Task to carry out => First find the line containing "close already ?" in the data, then set it down exactly along with every line after it, through the last.

**** Data extracts

PR #25, opened 2016-01-06
update ChangeLog with the additions for sha1()

ThierryO:


eddelbuettel:
Looks good.  

Wasn't sure if you wanted it spread over several dates.  It really is just one logica block so ...

Issue #27, opened 2016-01-10
sha1() fails if x contains an empty list


mllg:
Small example:
```r
sha1(list())
sha1(list(a = 1, b = list()))
```

eddelbuettel:
Ooops.  Has an element of pilot error but maybe we should test more.

@ThierryO do you want to take a stab at this?

ThierryO:
I'll have a look at it

ThierryO:
PR #28 should solve the problem.

eddelbuettel:
Closing as #28 has been merged.

ThierryO:
This issue is still open ;-)

eddelbuettel:
PRs welcome.

vsimko:
```r
sha1(list())
sha1(list(a = 1, b = list()))
```
... both do work, should this issue be close already ?

eddelbuettel:
Maybe. Any consensus view?  Any view by @mllg?

ThierryO:
IMHO this is resolved. You can close the issue.

eddelbuettel:
Will do.

PR #28, opened 2016-01-10
use vapply instead of the error-prone sapply

mllg:
Fix for #27.

### DIFF
--- a/ChangeLog
+++ b/ChangeLog
@@ -1,3 +1,9 @@
+2016-01-11 Thierry Onkelinx  <thierry.onkelinx@inbo.be>
+
+	* R/sha1.R: handle empty list and empty dataframe (#issue 27)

********

Output of the task =>
... both do work, should this issue be close already ?

eddelbuettel:
Maybe. Any consensus view?  Any view by @mllg?

ThierryO:
IMHO this is resolved. You can close the issue.

eddelbuettel:
Will do.

PR #28, opened 2016-01-10
use vapply instead of the error-prone sapply

mllg:
Fix for #27.

### DIFF
--- a/ChangeLog
+++ b/ChangeLog
@@ -1,3 +1,9 @@
+2016-01-11 Thierry Onkelinx  <thierry.onkelinx@inbo.be>
+
+	* R/sha1.R: handle empty list and empty dataframe (#issue 27)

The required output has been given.